Они углублялись в здание, подобно термитам, ползущим в своей бесконечной норе.
Вскоре Грант перестал ориентироваться в проделанном ими пути. Если бы ему предложили самостоятельно найти дорогу к выходу, он, пожалуй, не смог бы сделать этого. Безликие ровные стены, одинаковые и хмурые, вытянулись в один длинный тоннель. Тоннель, не имеющий начала и конца. Все двери в нем были почти точной копией входной. Такие же незыблемые, огромные, давящие. Они будут стоять и стоять, веками, тысячелетиями, переживая и динозавров, и их создателя. И Гранта, и Малколма. Все, весь мир обратится в тлен, пыль, серую пустыню, посреди которой будут стоять эти ровные кубы со стальными метровыми дверями. Символ человека.
Грант вздохнул, стряхивая с себя им же самим придуманную мрачную картину.
— Портики, колонны, балконы, — пробормотал идущий впереди Малколм, — исключительное разнообразие.
Хаммонд услышал.
— Да, недостатки архитектуры оправдываются лишь тем, что мы стремились по возможности меньше нарушать слой почвы. Знаете, иногда становишься сентиментальным.
— Конечно, — совершенно серьезно кивнул зоолог.
— Итак, мы на месте!
Бородач открыл очередную дверь, и они вошли в небольшой зал. Семь рядов удобных, обтянутых коричневой кожей кресел застыли справа, словно в салоне самолета. Слева во всю стену матово белел панорамный экран.
— Собственный кинотеатр? — предположила Элли.
— Входите, входите, — Хаммонд широким жестом обвел рукой зал, — рассаживайтесь, где вам будет удобно.
Гости начали занимать места. Бородач, улыбаясь, забрался на небольшую эстрадку перед экраном и хорошо поставленным голосом сообщил:
— Мы создаем увеселительный парк для всего мира! Тут собраны последние достижения техники, и не только техники. Юрский парк — настоящая вершина научной мысли. Венец человеческого творения.

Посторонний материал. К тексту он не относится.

Issue #31, opened 2018-06-19
Set up mima


johnynek:
https://github.com/lightbend/migration-manager#usage

would be nice to make sure we don't let compatibility issues creep in.

bkirwi:
:+1: -- this is getting stable enough that we could think about eg. blocking CI on it.

PR #109, opened 2019-11-07
Substitute cats.effect.IO with polymorphic effect type in CommandIOApp

### LINKED ISSUE #101: Support ZIO's effect types and runtime system
As a user, I would expect to be able to use ZIO's runtime system, and use its effect types, like Task.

— Скромность, — почти беззвучно прошептал Малколм, — вот что меня привлекает в этом человеке!
— Все применяют трюки, — продолжал тем временем бородач, — но мы создали и продолжаем создавать живые биологические экспонаты! Они захватят воображение всей планеты!
— Интересно, — вновь подал голос зоолог, — где он взял ДНК динозавра?
— А вот и я! — хлопнул в ладоши Хаммонд. — Я уже иду!
Сзади тихо застрекотал кинопроектор, и на экране вдруг появился Джон Хаммонд. Экранный Хаммонд вышел из-за кулис и весело поздоровался:
— Здравствуйте, дамы и господа. Здравствуй, Джон.
— Здравствуй, — откликнулся подлинный Хаммонд.
— Прости за любопытство, но… Как я сюда попал? — осведомился кино-Хаммонд.
— Сейчас объясню. В течение следующих тридцати минут собравшиеся выслушали целый доклад о ДНК, динозаврах и возрождении последних, благодаря всего лишь одной капле крови.
— Сотни лет назад, тысячи и миллионы лет назад существовали комары, — вещал из динамиков веселый голос бородача. — И так же, как и сегодня, они питались кровью животных, динозавров. Иногда после укуса динозавра комар садился на ветку дерева, и его заливало смолой. Спустя некоторое время дерево умирало и окаменевало, — как и динозавры, — сохраняя комара внутри. Эти окаменевшие остатки смолы, которые мы теперь называем янтарем, пролежали в земле миллионы лет.